■ WHAT NEEDS TO BE DONE: Run through the data and copy out every line that mentions the word "identified".
☆ ☆ ☆ ☆
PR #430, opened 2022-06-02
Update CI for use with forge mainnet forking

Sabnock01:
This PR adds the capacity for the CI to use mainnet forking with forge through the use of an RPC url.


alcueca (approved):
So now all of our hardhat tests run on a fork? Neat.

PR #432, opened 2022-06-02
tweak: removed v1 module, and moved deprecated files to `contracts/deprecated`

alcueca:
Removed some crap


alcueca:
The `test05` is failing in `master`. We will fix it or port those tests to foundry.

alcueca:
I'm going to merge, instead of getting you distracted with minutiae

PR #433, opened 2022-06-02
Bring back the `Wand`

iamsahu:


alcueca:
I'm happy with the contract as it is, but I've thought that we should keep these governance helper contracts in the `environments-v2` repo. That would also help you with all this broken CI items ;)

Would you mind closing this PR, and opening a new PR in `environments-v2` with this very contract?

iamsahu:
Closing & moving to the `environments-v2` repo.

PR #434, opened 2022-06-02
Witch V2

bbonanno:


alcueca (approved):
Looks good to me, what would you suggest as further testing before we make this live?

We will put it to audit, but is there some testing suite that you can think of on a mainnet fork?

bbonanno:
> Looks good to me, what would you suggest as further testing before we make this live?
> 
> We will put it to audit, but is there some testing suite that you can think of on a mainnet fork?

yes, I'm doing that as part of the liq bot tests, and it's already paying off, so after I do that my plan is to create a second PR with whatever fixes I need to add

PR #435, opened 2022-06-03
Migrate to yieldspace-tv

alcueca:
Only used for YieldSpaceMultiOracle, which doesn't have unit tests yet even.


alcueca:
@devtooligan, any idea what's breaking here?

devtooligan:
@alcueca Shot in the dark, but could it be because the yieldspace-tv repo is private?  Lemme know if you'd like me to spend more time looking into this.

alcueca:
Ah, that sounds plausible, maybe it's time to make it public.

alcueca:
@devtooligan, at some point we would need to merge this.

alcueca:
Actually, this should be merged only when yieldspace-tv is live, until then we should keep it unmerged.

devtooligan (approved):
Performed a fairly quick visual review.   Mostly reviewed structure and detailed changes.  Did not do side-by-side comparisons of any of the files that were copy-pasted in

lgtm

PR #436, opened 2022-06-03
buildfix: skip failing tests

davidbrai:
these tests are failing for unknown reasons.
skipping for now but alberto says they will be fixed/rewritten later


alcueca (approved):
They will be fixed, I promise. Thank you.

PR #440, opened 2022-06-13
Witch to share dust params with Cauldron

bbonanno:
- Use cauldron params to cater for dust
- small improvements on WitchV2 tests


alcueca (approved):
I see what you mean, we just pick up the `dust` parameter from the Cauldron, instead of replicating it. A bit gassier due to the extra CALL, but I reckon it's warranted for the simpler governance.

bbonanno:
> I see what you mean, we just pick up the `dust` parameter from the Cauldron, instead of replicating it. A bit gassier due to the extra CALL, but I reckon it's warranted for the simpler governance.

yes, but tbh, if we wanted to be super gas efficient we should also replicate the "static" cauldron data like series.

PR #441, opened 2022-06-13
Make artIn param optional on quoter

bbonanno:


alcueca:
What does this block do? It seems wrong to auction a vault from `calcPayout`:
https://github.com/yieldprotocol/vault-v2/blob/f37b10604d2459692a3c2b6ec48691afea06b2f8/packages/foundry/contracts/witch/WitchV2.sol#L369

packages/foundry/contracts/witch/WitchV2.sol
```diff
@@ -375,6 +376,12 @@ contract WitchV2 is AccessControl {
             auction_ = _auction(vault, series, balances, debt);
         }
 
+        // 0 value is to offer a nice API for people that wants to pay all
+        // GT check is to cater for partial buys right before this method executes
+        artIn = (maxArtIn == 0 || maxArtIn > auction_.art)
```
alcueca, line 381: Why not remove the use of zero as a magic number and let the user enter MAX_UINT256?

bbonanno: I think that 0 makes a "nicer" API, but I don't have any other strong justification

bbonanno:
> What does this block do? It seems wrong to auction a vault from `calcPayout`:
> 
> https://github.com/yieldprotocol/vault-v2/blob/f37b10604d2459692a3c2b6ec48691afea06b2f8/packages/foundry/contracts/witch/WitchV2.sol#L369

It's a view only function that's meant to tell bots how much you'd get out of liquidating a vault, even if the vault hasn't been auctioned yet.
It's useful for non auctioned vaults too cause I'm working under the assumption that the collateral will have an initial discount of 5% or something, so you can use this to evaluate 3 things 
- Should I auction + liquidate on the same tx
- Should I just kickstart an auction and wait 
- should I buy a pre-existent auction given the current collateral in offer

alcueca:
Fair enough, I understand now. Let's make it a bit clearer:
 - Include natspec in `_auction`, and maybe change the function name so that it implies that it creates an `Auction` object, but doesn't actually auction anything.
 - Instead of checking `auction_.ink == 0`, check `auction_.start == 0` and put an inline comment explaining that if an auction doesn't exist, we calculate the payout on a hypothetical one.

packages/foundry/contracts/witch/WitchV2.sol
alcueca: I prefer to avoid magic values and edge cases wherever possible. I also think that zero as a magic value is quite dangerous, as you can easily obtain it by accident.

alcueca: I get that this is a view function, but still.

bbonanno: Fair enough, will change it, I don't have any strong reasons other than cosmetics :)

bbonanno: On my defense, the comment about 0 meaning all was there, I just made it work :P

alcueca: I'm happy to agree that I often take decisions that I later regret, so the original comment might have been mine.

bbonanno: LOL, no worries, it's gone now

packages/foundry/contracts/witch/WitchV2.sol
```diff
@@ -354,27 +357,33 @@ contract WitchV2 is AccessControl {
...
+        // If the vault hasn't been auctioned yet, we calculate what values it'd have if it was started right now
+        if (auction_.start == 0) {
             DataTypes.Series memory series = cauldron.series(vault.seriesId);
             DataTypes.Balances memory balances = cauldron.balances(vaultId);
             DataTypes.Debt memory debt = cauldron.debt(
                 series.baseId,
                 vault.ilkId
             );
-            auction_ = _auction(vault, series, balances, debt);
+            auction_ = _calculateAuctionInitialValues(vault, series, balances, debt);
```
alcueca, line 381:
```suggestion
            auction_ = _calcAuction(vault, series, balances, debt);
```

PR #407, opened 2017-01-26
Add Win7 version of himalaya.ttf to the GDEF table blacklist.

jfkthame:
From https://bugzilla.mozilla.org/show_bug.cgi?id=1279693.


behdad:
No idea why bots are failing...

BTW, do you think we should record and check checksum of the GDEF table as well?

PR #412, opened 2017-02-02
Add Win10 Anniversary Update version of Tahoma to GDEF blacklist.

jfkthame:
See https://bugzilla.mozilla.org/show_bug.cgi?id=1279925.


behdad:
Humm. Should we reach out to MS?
☆ ☆ ☆ ☆
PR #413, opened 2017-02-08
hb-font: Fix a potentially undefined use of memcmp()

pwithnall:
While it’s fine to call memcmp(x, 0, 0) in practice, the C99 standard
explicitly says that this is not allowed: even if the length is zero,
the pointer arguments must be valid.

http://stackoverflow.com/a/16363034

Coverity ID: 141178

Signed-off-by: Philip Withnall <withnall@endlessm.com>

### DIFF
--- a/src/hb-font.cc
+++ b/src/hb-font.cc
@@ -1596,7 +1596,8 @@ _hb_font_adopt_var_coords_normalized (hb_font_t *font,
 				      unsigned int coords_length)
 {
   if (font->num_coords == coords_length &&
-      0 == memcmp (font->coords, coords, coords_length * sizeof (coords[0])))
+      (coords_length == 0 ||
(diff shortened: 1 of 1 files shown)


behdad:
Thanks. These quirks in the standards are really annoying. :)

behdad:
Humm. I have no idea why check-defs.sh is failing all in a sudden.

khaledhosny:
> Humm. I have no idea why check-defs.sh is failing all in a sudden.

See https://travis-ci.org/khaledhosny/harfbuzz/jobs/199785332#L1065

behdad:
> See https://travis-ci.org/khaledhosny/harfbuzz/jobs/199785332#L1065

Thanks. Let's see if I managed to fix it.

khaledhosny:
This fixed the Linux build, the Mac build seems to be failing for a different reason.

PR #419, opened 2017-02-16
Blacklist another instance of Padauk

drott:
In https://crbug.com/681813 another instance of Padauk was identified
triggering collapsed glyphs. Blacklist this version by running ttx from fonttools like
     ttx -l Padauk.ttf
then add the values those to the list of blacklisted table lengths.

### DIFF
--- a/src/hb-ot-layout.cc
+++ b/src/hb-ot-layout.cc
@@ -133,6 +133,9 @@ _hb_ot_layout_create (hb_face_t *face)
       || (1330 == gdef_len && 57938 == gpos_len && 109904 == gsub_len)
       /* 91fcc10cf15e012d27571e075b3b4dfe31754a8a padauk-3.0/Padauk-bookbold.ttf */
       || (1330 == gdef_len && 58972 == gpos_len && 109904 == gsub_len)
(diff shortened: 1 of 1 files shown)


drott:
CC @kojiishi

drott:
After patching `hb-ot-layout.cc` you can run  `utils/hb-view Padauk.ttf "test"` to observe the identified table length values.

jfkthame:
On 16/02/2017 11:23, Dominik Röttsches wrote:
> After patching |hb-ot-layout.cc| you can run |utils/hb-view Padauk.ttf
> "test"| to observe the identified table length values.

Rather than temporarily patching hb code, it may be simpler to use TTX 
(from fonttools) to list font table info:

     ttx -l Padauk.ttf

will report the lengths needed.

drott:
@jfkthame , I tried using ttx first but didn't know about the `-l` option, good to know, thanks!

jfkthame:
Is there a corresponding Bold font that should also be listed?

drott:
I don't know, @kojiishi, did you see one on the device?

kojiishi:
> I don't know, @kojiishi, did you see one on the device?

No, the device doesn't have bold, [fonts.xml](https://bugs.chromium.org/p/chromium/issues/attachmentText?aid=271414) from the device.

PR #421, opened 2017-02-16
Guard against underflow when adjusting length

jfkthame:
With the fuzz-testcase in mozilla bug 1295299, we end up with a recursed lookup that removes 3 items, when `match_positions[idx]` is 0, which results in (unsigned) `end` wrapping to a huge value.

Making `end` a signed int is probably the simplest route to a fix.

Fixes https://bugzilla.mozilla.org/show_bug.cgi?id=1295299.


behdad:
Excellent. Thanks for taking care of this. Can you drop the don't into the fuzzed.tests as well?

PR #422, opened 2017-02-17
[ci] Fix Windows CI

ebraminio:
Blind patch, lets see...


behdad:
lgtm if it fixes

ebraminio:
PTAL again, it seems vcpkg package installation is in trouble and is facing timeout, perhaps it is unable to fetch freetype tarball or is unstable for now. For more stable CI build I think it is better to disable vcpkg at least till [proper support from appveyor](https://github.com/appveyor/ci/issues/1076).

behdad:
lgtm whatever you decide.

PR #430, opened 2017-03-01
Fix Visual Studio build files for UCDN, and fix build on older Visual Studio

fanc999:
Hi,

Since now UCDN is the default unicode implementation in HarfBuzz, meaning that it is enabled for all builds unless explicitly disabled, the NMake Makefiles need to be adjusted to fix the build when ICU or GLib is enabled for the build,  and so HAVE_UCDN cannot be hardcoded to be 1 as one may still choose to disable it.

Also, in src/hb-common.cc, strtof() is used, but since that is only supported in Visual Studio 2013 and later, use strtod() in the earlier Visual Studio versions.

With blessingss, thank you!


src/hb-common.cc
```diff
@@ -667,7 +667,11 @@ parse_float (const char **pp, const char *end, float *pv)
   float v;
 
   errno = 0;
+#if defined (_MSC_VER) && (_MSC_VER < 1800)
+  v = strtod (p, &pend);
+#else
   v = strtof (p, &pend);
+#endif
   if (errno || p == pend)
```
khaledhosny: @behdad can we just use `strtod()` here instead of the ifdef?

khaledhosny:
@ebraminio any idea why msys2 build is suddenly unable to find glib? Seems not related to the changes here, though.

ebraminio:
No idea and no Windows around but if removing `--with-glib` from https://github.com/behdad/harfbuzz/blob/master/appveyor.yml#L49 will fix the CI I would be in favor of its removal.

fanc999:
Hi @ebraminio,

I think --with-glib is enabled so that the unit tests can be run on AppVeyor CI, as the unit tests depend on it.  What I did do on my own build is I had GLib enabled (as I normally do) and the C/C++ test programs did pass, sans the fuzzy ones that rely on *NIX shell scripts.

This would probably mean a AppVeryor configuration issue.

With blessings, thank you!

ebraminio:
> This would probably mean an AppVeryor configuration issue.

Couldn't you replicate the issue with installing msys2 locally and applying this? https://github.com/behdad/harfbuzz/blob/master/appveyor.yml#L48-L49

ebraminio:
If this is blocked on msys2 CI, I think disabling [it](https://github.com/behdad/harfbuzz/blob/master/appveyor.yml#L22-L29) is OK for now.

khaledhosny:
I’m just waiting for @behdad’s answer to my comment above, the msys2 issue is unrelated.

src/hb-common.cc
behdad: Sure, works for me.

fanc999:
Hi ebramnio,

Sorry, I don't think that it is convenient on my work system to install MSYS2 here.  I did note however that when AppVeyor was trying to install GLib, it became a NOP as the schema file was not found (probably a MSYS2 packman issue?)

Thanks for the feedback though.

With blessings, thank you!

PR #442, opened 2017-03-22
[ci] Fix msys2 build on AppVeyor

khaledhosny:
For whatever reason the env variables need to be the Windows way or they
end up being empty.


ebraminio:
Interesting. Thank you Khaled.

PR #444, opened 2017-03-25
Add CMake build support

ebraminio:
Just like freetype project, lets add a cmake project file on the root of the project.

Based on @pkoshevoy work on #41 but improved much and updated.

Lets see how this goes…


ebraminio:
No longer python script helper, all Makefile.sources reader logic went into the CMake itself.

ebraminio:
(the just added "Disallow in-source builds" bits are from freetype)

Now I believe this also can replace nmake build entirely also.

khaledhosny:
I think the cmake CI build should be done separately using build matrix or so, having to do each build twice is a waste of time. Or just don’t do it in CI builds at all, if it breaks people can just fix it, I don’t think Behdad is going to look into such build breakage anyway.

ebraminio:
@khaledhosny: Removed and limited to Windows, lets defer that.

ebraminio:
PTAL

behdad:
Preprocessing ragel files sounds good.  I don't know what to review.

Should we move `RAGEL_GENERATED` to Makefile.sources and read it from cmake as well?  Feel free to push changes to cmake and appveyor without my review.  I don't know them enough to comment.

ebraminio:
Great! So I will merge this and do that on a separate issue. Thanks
☆ ☆ ☆ ☆
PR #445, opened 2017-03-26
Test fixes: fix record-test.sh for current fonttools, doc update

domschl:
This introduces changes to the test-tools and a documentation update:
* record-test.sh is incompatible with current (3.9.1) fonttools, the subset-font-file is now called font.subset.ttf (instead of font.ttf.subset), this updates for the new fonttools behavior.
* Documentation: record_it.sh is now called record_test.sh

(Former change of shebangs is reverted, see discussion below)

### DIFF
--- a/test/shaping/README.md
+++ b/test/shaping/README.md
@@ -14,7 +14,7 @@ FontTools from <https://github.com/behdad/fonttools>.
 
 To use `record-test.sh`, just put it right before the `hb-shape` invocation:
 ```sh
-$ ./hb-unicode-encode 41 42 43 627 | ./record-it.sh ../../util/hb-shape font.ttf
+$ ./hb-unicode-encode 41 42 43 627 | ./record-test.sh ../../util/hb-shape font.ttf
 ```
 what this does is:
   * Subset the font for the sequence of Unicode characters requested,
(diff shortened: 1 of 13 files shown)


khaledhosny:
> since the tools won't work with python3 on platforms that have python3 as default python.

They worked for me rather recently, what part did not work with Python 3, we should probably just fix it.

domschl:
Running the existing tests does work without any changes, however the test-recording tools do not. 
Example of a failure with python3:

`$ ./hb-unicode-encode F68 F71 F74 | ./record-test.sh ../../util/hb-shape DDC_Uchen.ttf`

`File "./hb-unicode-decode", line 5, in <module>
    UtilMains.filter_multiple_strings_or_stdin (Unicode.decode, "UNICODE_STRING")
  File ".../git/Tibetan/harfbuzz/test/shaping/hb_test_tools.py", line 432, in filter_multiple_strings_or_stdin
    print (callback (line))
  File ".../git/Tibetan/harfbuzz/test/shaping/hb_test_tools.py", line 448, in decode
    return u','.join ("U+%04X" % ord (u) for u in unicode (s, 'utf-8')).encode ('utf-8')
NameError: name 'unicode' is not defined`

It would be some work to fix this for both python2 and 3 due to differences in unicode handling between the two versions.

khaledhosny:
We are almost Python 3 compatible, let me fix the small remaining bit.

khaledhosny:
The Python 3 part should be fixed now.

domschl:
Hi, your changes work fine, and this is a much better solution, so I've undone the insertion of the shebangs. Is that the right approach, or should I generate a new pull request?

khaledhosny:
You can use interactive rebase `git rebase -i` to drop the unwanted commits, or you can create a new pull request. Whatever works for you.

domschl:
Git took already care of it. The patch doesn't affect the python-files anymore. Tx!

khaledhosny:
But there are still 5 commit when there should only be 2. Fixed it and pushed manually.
☆ ☆ ☆ ☆
■ ANSWER TO THIS PROBLEM:
In https://crbug.com/681813 another instance of Padauk was identified
After patching `hb-ot-layout.cc` you can run  `utils/hb-view Padauk.ttf "test"` to observe the identified table length values.
> "test"| to observe the identified table length values.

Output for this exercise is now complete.